她沒戴眼鏡,輕度的近視讓她在夜晚的視力不是那么好。有兩次他以為她看到他了,但是她卻朝著斜對面走過去了。
他不想和她碰面,于是躲到這個黑暗的角落,坐在她今天坐著的地方,看著她慢慢在操場跑步。

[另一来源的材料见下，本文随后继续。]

Issue #1406, opened 2022-01-04
[BUG] Prevent props from passing through to DOM elements


Simba14:
It seems the issue detailed in [Issue 272](https://github.com/framer/motion/issues/272) has re-occurred when using the latest version `5.5.5` in combination with styled components.  I have tried earlier versions but same error is thrown: 
`React does not recognize the `customProp` prop on a DOM element.`

It seems all props are passed down by motion to the DOM element. They should be stripped out to prevent this error.
I have seen that an earlier fix was to utilise ` @emotion/is-prop-valid` as an optional dependency.
Perhaps this dependency is not correctly being used in cases when it should?

**3. IMPORTANT: Provide a CodeSandbox reproduction of the bug**
https://github.com/mattbrannon/motion-console-warning
Unfortunately unable to reproduce via sandbox, but @mattbrannon made this public repo specifically to demonstrate the issue. 

**4. Steps to reproduce**
`customProp` is passed on to the DOM element when using Styled Components
```
const Custom = styled(motion.div)`
  opacity: ${({ customProp }) => customProp};
`

...
return (
  <Custom customProp={1}></CustomProp>
)
```
**5. Expected behavior**

For custom props to filtered out and not passed on to the DOM element created by motion.

GR34SE:
I have encountered the same issue right after upgrading from v3.10.6 to the latest v5.5.5. It seems like it appeared since v5.0.0 as it works well in 4.1.17

Simba14:
A workaround is using Styled Components [transient props](https://styled-components.com/docs/api#transient-props) for anyone blocked by this

mattgperry:
I wonder if the move to `.mjs` es files somehow breaks the ability to use optional dependencies. I'll take a look

mattgperry:
Yeah, in that sandbox by moving the optional import outside the `try` I get `require is not defined`

nataliarossini:
I had the same issue and fixed by only adding a $ to my props like so `$customProp`
Apparently this release solves the issue with props filtering
https://github.com/styled-components/styled-components/releases/tag/v5.1.0

mattgperry:
I've just published `5.6.0` which will let you pass a custom function:

```jsx
import { MotionConfig } from "framer-motion"
import isValidProp from "@emotion/is-prop-valid"

function App() {
  return (
    <MotionConfig isValidProp={isValidProp}>

   </MotionConfig>
  )
}
```

PR #1410, opened 2022-01-07
Adding isValidProp to MotionConfig

mattgperry:
This PR adds an `isValidProp` prop to `MotionConfig` that allows the external injection of an `isValidProp` function.

Fixes https://github.com/framer/motion/issues/1406

### DIFF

過了春節,她的氣色看起來很好。頭發長了,扎起來,馬尾一樣在后面甩啊甩,朝氣蓬勃。
有男生跟她吹口哨。她看不清到底是誰,害怕錯過遠處的熟人,還傻乎乎地沖他們笑。
有時候她來的早,有時候來的晚。
但她似乎沒有什么耐心,跑一圈、走兩圈,一邊走一邊還看表,或者東張西望,然后就走了。
她走了,陳煥庭才從黑暗處出來,一個人慢慢在操場跑圈。
仔細一算,也才三個月沒聯系。不是一個專業一個導師,注意一下不碰面,很容易做到,也再正常不過。
蘇然揉了揉自己的右邊腹部,疼痛感逐漸消失。不知是不是揉身體有助于消化,明明晚上還吃得挺飽,現在卻咕咕叫了一聲。
她略感尷尬,偷瞄陳煥庭,他好像沒聽見,側臉的輪廓是黑暗中一道隱光。
“后來我去吃了那個老陳面館。”蘇然起了一個話題。